- Author: Marc Sleen
- Current status/schedule: Terminated.
- Launch date: 8 April 1950
- End date: 1965
- Genre(s): Humor comics, Gag-a-day comics

= Doris Dobbel =

Doris Dobbel was a Belgian gag-a-day comics series, written and drawn by Marc Sleen, between 8 April 1950 and 1965 and published in the magazine De Middenstand.

On 1 January 2030, all comics series by Marc Sleen, including Doris Dobbel, will enter public domain, in accordance with the Marc Sleen Foundation.

==Concept==

The series was centered around Doris Dobbel, an obese butcher who enjoyed smoking cigars. Many gags center around him trying to please his customers or attempting to get rich, while his vain wife nags about money. Other gags are built around his never-ending rivalry with his neighbour Jan Janssen, who also owns a butcher's shop. (The character Jan Janssen was a caricature of journalist Jan De Spot, who was a personal friend of Sleen and who was also caricatured as a rivalling neighbour in Sleen's other gag comic Oktaaf Keunink.

Like most of Sleen's other gag series Doris Dobbel came to an end when he dropped all his series in 1965 in favor of The Adventures of Nero.

==Legacy==

Doris Dobbel has sometimes been unfavorably compared with Rik Clément's comics series Dees Dubbel, which ran in Ons Zondagsblad, consequently the same newspaper where Sleen published Oktaaf Keunink.

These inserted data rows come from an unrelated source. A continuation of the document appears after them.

PR #587, opened 2023-03-28
Fixes bug producing infrequent NaN from calcnaff

### LINKED ISSUE #40: nafflib problems
Hello,
I tried to use the calcnaff function that we have in the nafflib directory and I found some problems.

If I run the function to analyze the same signal two times I get the same frequencies, but the phases are every time different.

A second issue about the function is that it requires a complex signal, so it cannot be used with real bpm measurements. We could give a vector of zeros as imaginary part of the signal, but then I don't know if we can trust the results.

pcsch:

However, Sleen's creation is five years older than Clément's and the series have nothing in common. Dees Dubbel is a straight humoristic adventure strip, while Doris Dobbel has always been a gag comic.

On November 9, 2010 a copy of De vrolijke avonturen van Doris Dobbel was auctioned for 12.000 euro, making it the highest price ever sold for a Dutch-language comic. The high bidding was influenced by its rarity. Only eight complete publications are known to exist.